Increased anti-HCMV antibody concentrations do not lead to stronger staining intensities or frequencies in tumors of the nervous system in either positive or negative cases. Negative glioblastomas were stained for pp65 antigen (A: antibody dilution 1:200; B: antibody dilution 1:5) and immediate early antigen (IEA); (C: antibody dilution 1:50; D: antibody dilution 1:5) using different antibody concentrations.
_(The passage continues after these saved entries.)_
PR #524, opened 2026-05-26
feat: truncate oversized event payloads in session response

xiongjnu:
RAG tool results can return KB document content exceeding 1MB per event, causing the frontend TraceSurface to run out of memory when loading large sessions. Truncate tool_result and observation payloads at 1MB in the `get_session` endpoint, marking truncated events with `_truncated: true`.

The LLM context builder reads from a separate content-only store and is unaffected by this truncation.

## Test plan
- [ ] Create a session with RAG tool results exceeding 1MB → events are truncated, `_truncated: true` is set
- [ ] Small sessions (<1MB events) → no truncation occurs
- [ ] LLM context building → unaffected (uses separate data path)

### DIFF
--- a/deeptutor/api/routers/sessions.py
+++ b/deeptutor/api/routers/sessions.py
@@ -4,6 +4,7 @@ Unified session history API.
 
 from __future__ import annotations
 
+import json
 import logging
 
 from fastapi import APIRouter, HTTPException, Query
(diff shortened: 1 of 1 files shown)


pancacake:
Thanks for your contribution!

PR #525, opened 2026-05-26
feat: embed local Markdown image references as data URIs during indexing

xiongjnu:
When a Markdown document references local images (e.g. ``), resolve them relative to the markdown file and inline as base64 data URIs before passing the document to the embedding pipeline. This ensures images packaged in a zip upload survive the extraction and indexing step without broken links.

External URLs and data URIs are left untouched. Images exceeding 500 KB are skipped to keep the index size reasonable.

This is a companion to PR #522 (zip upload support) — without image inlining, markdown files extracted from a zip archive would have broken local image references.

## Test plan
- [ ] Index a .md file with `` referencing a local image → image is inlined as data URI in the document text
- [ ] Index a .md file with external URLs `` → left untouched
- [ ] Index a .md file referencing a non-existent image → kept as-is
- [ ] Index a .md file referencing an image >500 KB → skipped, kept as-is

### DIFF
--- a/deeptutor/services/rag/pipelines/llamaindex/document_loader.py
+++ b/deeptutor/services/rag/pipelines/llamaindex/document_loader.py
@@ -5,6 +5,7 @@ from __future__ import annotations
 import base64
 import logging
 import mimetypes
+import re
 from pathlib import Path
 from typing import Any, Iterable
 
@@ -28,6 +29,11 @@ IMAGE_DESCRIPTION_PROMPT = (
     "and cite it later. Include visible text/OCR if present, the main subject, "
     "and any educational or technical meaning. Keep the answer under 180 words."
 )
+
+# Match Markdown image references: ![alt](path) or ![](path)
+_MD_IMAGE_RE = re.compile(r'!\[([^\]]*)\]\(([^)]+)\)')
+# Max size for embedding referenced images as data URIs
+_MAX_EMBED_IMAGE_SIZE = 500 * 1024  # 500 KB
 
 
 class LlamaIndexDocumentLoader:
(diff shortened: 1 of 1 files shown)


polaris-smart:
Thanks for this PR — the approach is clean and well-scoped. I tested the happy path in our DeepTutor deployment (LlamaIndex pipeline, real KBs): local `` references are correctly inlined as data URIs, and external URLs / data URIs are left untouched as described.

**One security concern before this can merge: unrestricted path resolution turns this into an arbitrary-file-read primitive.**

`_resolve_markdown_images` resolves `img_path` via `(md_file_path.parent / img_path).resolve()` with no constraint on where the resolved path lands. Both forms read files outside the document's directory:

```markdown
![](/app/data/user/settings/model_catalog.json)   ← absolute path wins the pathlib join
![](../user/settings/model_catalog.json)          ← traversal
```

Verified locally: a ~21 KB `model_catalog.json` (which holds provider API keys in a default deployment) gets base64-inlined into the document text as `data:application/json;base64,...`, then chunked and indexed. Any user who can upload a markdown file to their own KB can later retrieve that chunk from their own retrieval results, decode it, and read the keys. `mimetypes.guess_type` returning `None` doesn't help — the fallback to `application/octet-stream` inlines the file anyway.

Suggested hardening (small):

1. Skip absolute paths (`Path(img_path).is_absolute()`).
2. After `.resolve()`, require the result to stay inside the markdown file's parent directory (e.g. `resolved.is_relative_to(md_file_path.parent.resolve())`) — otherwise return the original match unchanged.
3. Restrict to image extensions (png/jpg/jpeg/gif/webp). With (1)+(2) this is defense-in-depth, but it makes the intent explicit and protects against future refactors.

Minor non-blocking note: `[^)]+` captures `path "title"` wholesale for the `alt` form, so titled images silently skip inlining. Fine to leave, but worth a code comment.

Happy to re-run our test matrix (inline / external / missing / oversize) once the hardening lands.

polaris-smart:
Update from our side: we've carried a hardened variant of this feature in our deployment fork ([commit 267aad10](https://github.com/HKUDS/DeepTutor/commit/267aad10)) and ran a 7-case matrix against it — inline / traversal / absolute / external / oversize / decode-all-no-leak / titled-image. All pass. If it's helpful, we're happy to push the hardened  as commits to this PR so the fix and the feature land together.

polaris-smart:
Update from our side: we've carried a hardened variant of this feature in our deployment fork (commit `267aad10` on our internal mirror) and ran a 7-case matrix against it — inline / traversal / absolute / external / oversize / decode-all-no-leak / titled-image. All pass. If it's helpful, we're happy to push the hardened resolver (absolute-path rejection + directory containment + image-extension allowlist) as commits to this PR so the fix and the feature land together. (Supersedes my previous comment, which lost a code span to shell quoting.)

PR #549, opened 2026-06-04
fix: keep NEXT_PUBLIC_AUTH_ENABLED out of the minifier constant-fold

IliaAvdeev:
### Description
With auth enabled, none of the auth UI shows up in the Docker image — no Admin
link, no Sign out, and the 401 → /login redirect never fires — even though the
backend auth works fine.

The problem is how the build-time flag is read. Both `lib/auth.ts` and
`lib/api.ts` do:

    const AUTH_ENABLED = process.env.NEXT_PUBLIC_AUTH_ENABLED === "true";

In the Docker build the value is injected as the literal
`__NEXT_PUBLIC_AUTH_ENABLED_PLACEHOLDER__`, and `start-frontend.sh` rewrites it
on container start. But since this is a `"<literal>" === "true"` comparison, the
minifier folds it down to `false` at build time and drops the placeholder
completely. By the time the startup script runs there's nothing left to
substitute, so the client flag is stuck at `false`.

`NEXT_PUBLIC_API_BASE` avoids this because it's used as a plain string and never
compared against a literal, so its placeholder survives minification.

The fix reads the raw value and evaluates it at runtime, which keeps the
placeholder in the bundle:

    const AUTH_ENABLED = /^(1|true|yes|on)$/i.test(
      (process.env.NEXT_PUBLIC_AUTH_ENABLED ?? "").trim(),
    );

After this, `start-frontend.sh` can substitute the placeholder as intended and
the auth UI appears when auth is on.

How to reproduce on `dev`: build the image, enable auth (`auth.json`
`enabled: true` or `AUTH_ENABLED=true`), start the container, and grep the built
bundle — `AUTH_ENABLED` is baked as `false` and the placeholder is gone. With
this change the placeholder is preserved and rewritten to `true` at startup.

---

Notes:
- Ran `pre-commit run --all-files`; my changes pass. Two unrelated failures
  already exist on `dev` and are left untouched as out of scope: a duplicate key
  in `web/locales/{en,zh}/app.json` (check-json), and Unix-only `os.getpgid` /
  `killpg` in `runtime/launcher.py` that mypy flags on Windows.
- Added unit tests (`web/tests/auth-enabled.test.ts`, node:test) for the flag
  parsing — accepted truthy values, falsy/empty/undefined, and that an
  unsubstituted Docker placeholder reads as disabled. After extracting the
  shared `parseAuthEnabled` helper, the placeholder still survives minification
  (verified with a production build), so the runtime rewrite is unaffected.

### Module(s) Affected
- [ ] `agents`
- [ ] `api`
- [ ] `config`
- [ ] `core`
- [ ] `knowledge`
- [ ] `logging`
- [ ] `services`
- [ ] `tools`
- [ ] `utils`
- [x] `web` (Frontend)
- [ ] `docs` (Documentation)
- [ ] `scripts`
- [x] `tests`
- [ ] Other: `...`

### Checklist
- [ ] I have added relevant tests for my changes.

### DIFF
--- a/web/lib/api.ts
+++ b/web/lib/api.ts
@@ -131,12 +131,22 @@ export function wsUrl(path: string): string {
   return `${normalizedBase}${normalizedPath}`;
 }
 
-// Evaluate the build-time flag at runtime (not a ``=== "true"`` compare) so the
-// Docker ``__NEXT_PUBLIC_AUTH_ENABLED_PLACEHOLDER__`` token survives minification
-// and ``start-frontend.sh`` can rewrite it on startup. See lib/auth.ts.
-const AUTH_ENABLED = /^(1|true|yes|on)$/i.test(
-  (process.env.NEXT_PUBLIC_AUTH_ENABLED ?? "").trim(),
-);
+/**
+ * Parse a ``NEXT_PUBLIC_AUTH_ENABLED``-style flag at runtime.
+ *
+ * The value is inlined at build time and, in the Docker image, baked as the
+ * ``__NEXT_PUBLIC_AUTH_ENABLED_PLACEHOLDER__`` token that ``start-frontend.sh``
+ * rewrites on container start. Evaluating it with a runtime regex — instead of
+ * a ``=== "true"`` literal comparison the minifier would constant-fold — keeps
+ * the placeholder in the bundle so it survives minification (the same approach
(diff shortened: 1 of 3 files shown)


IliaAvdeev:
Added tests

PR #588, opened 2026-06-23
fix: render LaTeX in quiz options

### LINKED ISSUE #587: Options do not render LaTeX formulas in quiz cards
## Summary

Multiple-choice option text in generated quiz cards can display raw LaTeX source instead of rendered math.

## Current behavior

In the unified chat quiz card, the question stem renders LaTeX correctly, but answer options show escaped/source text such as raw inline math delimiters and commands. Examples include \(1\), \(x\ne -3,0,3\), and \(\dfrac{x-3}{x}\).

This is visible in the option rows (A/B/C/D), while the same card body renders math formulas correctly.

## Expected behavior

LaTeX contained in option labels should be rendered the same way as LaTeX in the question body, so students see formatted math rather than source markup.

## Reproduction context

1. Start the web app and open the unified chat UI.
2. Generate or view a multiple-choice math question whose answer options contain inline LaTeX.
3. Observe that option rows display raw LaTeX delimiters and commands instead of rendered math.

## Impact

This makes math answer choices hard to read and can obscure the intended answer, especially for expressions with fractions, inequalities, or excluded values.

ZhouJ-sh:
## Summary

- render multiple-choice option labels with the existing MarkdownRenderer math pipeline
- add a regression test that prevents option labels from falling back to raw text rendering

Fixes #587

## Checks

- npm run test:node
- pre-commit run --all-files

### DIFF
--- a/web/components/quiz/QuizViewer.tsx
+++ b/web/components/quiz/QuizViewer.tsx
@@ -1038,7 +1038,13 @@ export default function QuizViewer({
                       key
                     )}
                   </span>
-                  <span className="leading-relaxed">{text}</span>
+                  <span className="min-w-0 leading-relaxed">
+                    <MarkdownRenderer
+                      content={text}
+                      variant="compact"
+                      enableMath
+                    />
+                  </span>
                 </button>
               );
             })}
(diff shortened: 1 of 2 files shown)


pancacake:
Merged into `dev` with a small fixup: the option label is wrapped in a `<div>` instead of a `<span>` so the block-level `MarkdownRenderer` output (`<div><p>`) stays valid inside the option `<button>` (avoids React's `validateDOMNesting` warning) and matches the four sibling `MarkdownRenderer` call sites in the file. The serif/prose option text is kept intentionally — it matches the question stem. Thanks!

PR #600, opened 2026-06-27
Adaptive diagnostic: prefer nearest difficulty on fallback

anideebee7:
## Summary
- Fixes the "adaptive but behaves like a fixed rotation" bug in the diagnostic engine.
- When the target difficulty has no question in the pack, `_pick_diagnostic_question_relaxed` previously iterated `DIFFICULTY_LEVELS` in fixed easy→hard order, so a correct MEDIUM answer (which should step UP) could be served an EASY question — masking real-time adaptation.
- Adds `_difficulty_fallback_order(target, prefer_harder)`: tries the target, then the **nearest** available difficulty, using the previous answer's correctness as the tie-break when target is `medium`.
- `diagnostic_answer` now passes the `is_correct` signal into the picker so served difficulty tracks performance even with a sparse bank.

## Notes
- Additive/behavioral fix scoped to `deeptutor/api/routers/exams.py`; no API or schema change.
- Residual (separate, data not code): seeding a dense difficulty×subject bank so the fallback rarely triggers.

## Test plan
- [ ] Diagnostic: a correct answer steps difficulty up (or to nearest-higher when target absent); a wrong answer steps down.
- [ ] Sparse pack still returns a question (no dead end) and the served difficulty is the nearest to target.


anideebee7:
Opened against the wrong repo (fork parent). Re-opening on intelli-verse-x/DeepTutor.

Slightly HCMV-positive glioblastomas were stained for pp65 antigen (E: antibody dilution 1:200; F: antibody dilution 1:5), and IEA (G: antibody dilution 1:50; H: antibody dilution 1:5) using different antibody concentrations (Scale 50 µm).

Fig. 4.

Old intratumoral bleeding and fixation artefacts are potential pitfalls in immunohistochemistry-based HCMV diagnostics. (A) Positive glioblastoma case with gemistocytic cells being positive for HCMV-pp65 antigen and also for (B) HCMV immediate early antigen (IEA). (C) Same glioblastoma case stained without primary antibody also showing a similar positive signal indicating an unspecific reaction. (D and E) Neuroblastoma with hematoidin artefacts appearing like positive tumor cells (arrows). (F) Neuroblastoma with formalin pigments (arrow). (Scale 50 µm).

Fig. 5.

Patient survival is not associated with the HCMV serostatus of glioblastoma patients. (A) Contingency analysis of HCMV serostatus by sex. (B) Kaplan Meyer survival analysis investigating dependence of HCMV serostatus and patient survival. Log-rank P = .362; Wilcoxon P = .125.